- Born: 11 April 1805 Jakovo, Military Frontier
- Died: 14 September 1864 (aged 59) Novi Sad, Austrian Empire
- Education: Royal University of Pest

= Pavle Stamatović =

Serbian writer, historian, and priest

Pavle Stamatović (11 April 1805 – 14 September 1864) was a Serbian writer, historian, and archpriest. He chaired the delegation of South Slavs at the Prague Slavic Congress, 1848. He was also a member of Matica Srpska.

==Biography==
He was born in the town of Jakovo at a time when Srem was under Habsburg rule. He finished his primary and secondary education in Jakovo, Sremski Karlovci, and Buda. He studied philosophy and theology at Sremski Karlovci and Pest. In his last year at the Royal University of Pest, he became acquainted with Ljudevit Gaj, who happened to enroll at the same time when he was in his graduating year. In 1832 he became a monk in Pest and later, as a parish priest of the Church of St. Nicholas, Szeged, from 1834 to 1844, he edited and published a Serbian almanac Srbska pčela (Serbian Bee) which had a significant circulation. He was transferred from his parish in Szeged to Novi Sad. There he continued to publish his almanac and joined Matica Srpska. He was elected president of Matica Srpska in 1831 and served as the editor of Letopis Matice Srpske 1831–32. Stamatović was a corresponding member of the Society of Serbian Letters from 11 June 1842 (now part of the Serbian Academy of Sciences and Arts).

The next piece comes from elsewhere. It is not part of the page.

PR #117, opened 2021-08-11
Ad refactor banner alerts

andrewydai:
# Purpose

This pr refactors the AlertBanner component to draw data from a yaml file in the public folder. This is to reduce the need to do inline code changes to add banners. Going forward, front page alert banners can be added by modifying the `alert-banners.yml` file.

At the Szeged Lycée he initiated a student society called Mlado Jedinje promoting the study of Slavic languages and works of literature; published an almanac, Srbska pčela ili novi cvetnik for more than a decade (1830–1841); composed an ode to Slavic unity and brotherhood (Slava slavenska u Evropi, 1837); translated from Polish the monumental "Historya prawodawstw slowianskich" (History of Slavic Legislation) by Wacław Maciejowski; and the pioneering work "Prawda ruska" by Ignacy Benedikt Rakowiecki (1783–1839). He translated many Russian, Polish and Czech articles on Slavic affairs. He also wrote a book called Mladyj Serbljin u vsemirnom carstvu, published in Buda in 1834.